2 Gedanken zu „Wikileaks: Herausforderung für die Medien

  1. Adrian Plachesi

    Wie der Autor dieses Artikels richtig anmerkt, ist es leider so, dass die relevanten Tageszeitungen und deren Online-Pendants sich viel zu sehr auf Julian Assange selber einschiessen. Einmal mehr zeigt sich hier der Trend zur Personalisierung. Assange selber muss sich grün und blau ärgern: Statt über seine Enthüllungsdokumente wird der Durchschnittleser mit Stories über Assange’s Kindheit und seinen sexuellen Präferenzen gefüttert.

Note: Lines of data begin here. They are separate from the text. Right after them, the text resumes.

PR #133, opened 2017-10-18
Make port and host configurable in wpds, make library more dynamic

illepic:


gulpfile.js
```diff
@@ -101,15 +100,14 @@ gulp.task('webpack:watch:scss-to-json', (cb) => {
...
-const localhost = 'http://localhost:8080';
 // Import webpack config for PL
 const wpconfig = require('./webpack.pl.config');
 // Webpack Dev Server config used for local development.
 // See all available config options:
 // https://webpack.js.org/configuration/dev-server/#devserver
 const serverconfig = {
-  publicPath: url.resolve(localhost, wpconfig.output.publicPath), // ie http://localhost:8080/temp
+  host: '0.0.0.0',
+  port: '8080',
```
grayside: This can be overridden from webpack.pl.config?

illepic: There is zero webpack dev server config in our webpack configs. It's either handled at our [webpack-dev-server.js](https://github.com/phase2/pattern-lab-starter/pull/133/files#diff-1763473eec6d663f46bbaecfdf53009e) service or within this gulpfile.js task.

tools/tasks/webpack-dev-server.js
```diff
@@ -12,29 +13,39 @@ let wpds = null; // Hold a reference to Webpack Dev Server when it is created
...
  *  - Added entry points
  */
-module.exports = function startWebpackDevServer(webpackConfig, localhost, devServerConfig) {
+module.exports = function startWebpackDevServer(webpackConfig, devServerConfig) {
   return (cb) => {
     const localWebpackConfig = webpackConfig;
+    const {
+      entry: { 'pattern-lab': plEntry }, // ./source/pattern-lab.js
+      output: { publicPath }, // /temp/
+    } = webpackConfig;
```
thagler: Is this the magic that handles the path issues when served from within a container?

gulpfile.js
grayside: Well, the thing is that binding to 0.0.0.0:80 is really aggressive outside the context of a container.

PR #134, opened 2017-10-19
revamp server watch

illepic:


gulpfile.js
```diff
@@ -130,14 +129,32 @@ const serverconfig = {
...
+  wpds = startWebpackDevServer(wpconfig, serverconfig)(cb);
+});
 
 /**
- * Starts up the Webpack Dev Server with our config from aove
+ * Refresh an active instance of webpack dev server
  */
-gulp.task('webpack:server', webpackdevserver);
+gulp.task('webpack:refresh-server', (cb) => {
+  // Note: wpds lives in scope above this.
```
grayside: What's a wpd?

tools/tasks/webpack-dev-server.js
```diff
@@ -37,18 +36,34 @@ module.exports = function startWebpackDevServer(webpackConfig, devServerConfig)
...
+    return wpds;
   };
+}
+
+/**
+ * Take an instance of webpack dev server, send it random state. Causes reload.
+ * @param server
+ * @param cb
+ */
+function refreshWebpackDevServer(server, cb) {
```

    Ebenfalls ärgern müssten sich die Herren von der WoZ und der Weltwoche. Eigentlich wäre es an journalistischen Schwergewichten wie ihnen, die Verlogenheit der Politik aufzudecken. Immerhin hat Roger Köppel zwei Wesentliche Dinge erkannt:

    1. Die Wikileaks-Dokumente sind kaum halb so skandalös, wie sie verkauft werden. Die betroffenen Akteure der Politik wissen schon lange wie der Hase läuft.

    2. Es stellt sich die Frage, ob Assange mit seinen Enthüllungen selbst eine politische Agenda verfolgt. Denn bisher schiesst Wikileaks vor allem gegen die USA.

    Genau darum müssen sich die seriösen Tages- und Wochenzeitungen zur Aufgabe machen, die Wikileaks-Dokumente als Quelle anzusehen und darauf aufbauend eigene Recherchen zu betreiben und die sog. „Skandal-Enthüllungen“ richtig einzuordnen und zu gewichten. Diese grundsätzliche Aufgabe des „Gatekeeping“ wurde in diesem Fall meiner Meinung nach von den allermeisten Medien nicht erfüllt. Denn dass Berlusconi gemäss Wikileaks-Dokumenten „physisch und politisch schwach“ sein soll, stimmt ja nicht einmal. Er ist schlicht und einfach ein Clown. Aber das zu sagen, trauen sich die Tageszeitungen dann wieder nicht.